- Directed by: Cheikh Djemai
- Screenplay by: Cheikh Djemai
- Produced by: Les Productions de la Lanterne France Ô (ex RFO)
- Cinematography: Robert Millie François Rosolato
- Edited by: Jean-Pierre Sanchez
- Release date: 2001;
- Running time: 52 minutes
- Countries: Algeria France Tunisia

= Frantz Fanon, une vie, un combat, une œuvre =

2001 film by Cheikh Djemai

Frantz Fanon, une vie, un combat, une œuvre is a 2001 documentary film.

== Synopsis ==
This movie depicts Frantz Fanon's life.

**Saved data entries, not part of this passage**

PR #1201, opened 2026-08-01
fix(#1182): propagate rename into untitled site's .site-config

davidwkeith:
Closes #1182

## Summary

- Adds `UntitledSitePropagation.propagateIfUntitled`, a best-effort `AnglesiteCore` helper that keeps `.site-config`'s `SITE_NAME`/`CF_PROJECT_NAME` and `wrangler.toml`'s `name` line in sync with a site's display name, for as long as the site hasn't touched Cloudflare yet (no `CF_WORKER_DEPLOYED`/`CF_WORKER_PROVISIONED`) and nothing has hand-customized `CF_PROJECT_NAME` away from its derived slug.
- Wires it into `SiteStore.setDisplayName`, so first publish now lands under the renamed project slug instead of `untitled.<account>.workers.dev`, even across multiple pre-publish renames.
- Sanitizes the display name to a single line before writing it into the git-tracked `.site-config`, so an embedded newline can't inject arbitrary `KEY=value` lines.

Design doc: `docs/superpowers/specs/2026-07-31-untitled-site-rename-propagation-design.md`
Implementation plan: `docs/superpowers/plans/2026-07-31-untitled-site-rename-propagation.md`

## Paired PR check

## Test plan

- [x] `swift test --package-path .` — 3186/3186 relevant tests pass. The only 2 failures are pre-existing, unrelated `FoundationModelAssistantTests` on-device streaming flakiness (confirmed present unchanged on `main`), not touched by this change.
- [x] `scripts/build-app.sh -project Anglesite.xcodeproj -scheme Anglesite -configuration Debug build` — succeeds.
- [ ] Manual smoke (if UI-touching): not UI-touching (`SiteStore`/`.site-config` only, no view changes).

### DIFF
--- a/Sources/AnglesiteCore/UntitledSitePropagation.swift
+++ b/Sources/AnglesiteCore/UntitledSitePropagation.swift
@@ -1,0 +1,62 @@
+import Foundation
+
+/// Best-effort propagation of a site's display-name rename into its `.site-config` and
+/// `wrangler.toml`, but only while the site is still carrying its scaffold-time "Untitled"
+/// defaults and hasn't touched Cloudflare yet (#1182). Distinct from `WorkerNameRename`, which
+/// handles the post-deploy, collision-triggered rename flow and deliberately leaves `SITE_NAME`
+/// untouched — this is the pre-deploy counterpart that updates both `SITE_NAME` and
+/// `CF_PROJECT_NAME`.
+public enum UntitledSitePropagation {
+    /// Propagates `newDisplayName` into `SITE_NAME`/`CF_PROJECT_NAME` (and `wrangler.toml`'s
+    /// `name` line) when — and only when — the site at `siteDirectory` is still untouched since
+    /// scaffold: neither `CF_WORKER_DEPLOYED` nor `CF_WORKER_PROVISIONED` is set, `SITE_NAME`
+    /// still matches the scaffold-time "Untitled"/"Untitled N" pattern (`NewSiteWizardModel`'s
+    /// `untitledName`), and `CF_PROJECT_NAME` still equals the slug derived from that name (i.e.
+    /// nothing has hand-customized it). Silently does nothing otherwise, or if any file is
+    /// missing/unreadable/unwritable, or if the derived slug is invalid — a display-name rename
+    /// must never fail or throw because of this.
+    public static func propagateIfUntitled(
+        newDisplayName: String,
+        siteDirectory: URL,
+        fileManager: FileManager = .default
+    ) {
+        let configURL = siteDirectory.appendingPathComponent(WebsiteAnalyticsAsset.configRelativePath)
+        guard let config = try? String(contentsOf: configURL, encoding: .utf8) else { return }
+
+        guard SiteConfigFile.value(forKey: "CF_WORKER_DEPLOYED", in: config) == nil,
+              SiteConfigFile.value(forKey: "CF_WORKER_PROVISIONED", in: config) == nil else { return }
+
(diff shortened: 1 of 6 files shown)


Sources/AnglesiteCore/UntitledSitePropagation.swift
```diff
@@ -0,0 +1,62 @@
+import Foundation
+
+/// Best-effort propagation of a site's display-name rename into its `.site-config` and
+/// `wrangler.toml`, for as long as the site hasn't touched Cloudflare yet (#1182). Distinct from
+/// `WorkerNameRename`, which handles the post-deploy, collision-triggered rename flow and
+/// deliberately leaves `SITE_NAME` untouched — this is the pre-deploy counterpart that keeps
+/// `SITE_NAME` and `CF_PROJECT_NAME` in sync with the display name shown in the UI, whether the
+/// site started out as the scaffold-time "Untitled" default or was scaffolded with a real name
+/// and renamed again before its first publish.
+public enum UntitledSitePropagation {
```
davidwkeith, line 10: Nit: per the doc comment above (and the design doc's "Revision (post-review)" note), this no longer requires the site to literally still be named "Untitled" — it fires for *any* pre-publish rename as long as `CF_PROJECT_NAME` still matches the slug derived from the current `SITE_NAME`. That's the right behavior (a second pre-publish rename should still propagate), but the type/method name (`UntitledSitePropagation.propagateIfUntitled`) now reads narrower than what it does. Not asking for a rename in this PR — the doc comment is accurate and disambiguates it — but a future reader skimming just the symbol name (e.g. from an Xcode jump-to-definition) could reasonably assume it's a no-op for an already-named site. Worth a one-line note or a rename in a follow-up if this gets touched again.

---

davidwkeith (commented):
Reviewed the full diff (`UntitledSitePropagation.swift`, the `SiteStore.setDisplayName` wiring, and both test files) against the linked design doc and implementation plan.

- The guard conditions (no `CF_WORKER_DEPLOYED`/`CF_WORKER_PROVISIONED`, `CF_PROJECT_NAME` still matching the derived slug of the current `SITE_NAME`) correctly limit this to the pre-publish window, matching `DeployCommand.checkWorkerNameConflict`'s existing virginity check.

A psychiatrist from Martinique, he became a spokesman for the anti-colonialist struggle. In 1952, Frantz Fanon wrote Black Skin, White Masks, an analysis of racism and the ways in which its victims internalize it. In the 50s, he aided the rebels of the Algerian anti-colonial war. Expelled from Algeria in 1956, he moved to Tunis, Tunisia, where he wrote for the rebel newspaper El Moudjahid, founded one of Africa's first psychiatric clinics and wrote several books on decolonization. He died from leukemia in Washington, D.C., at the age of 36.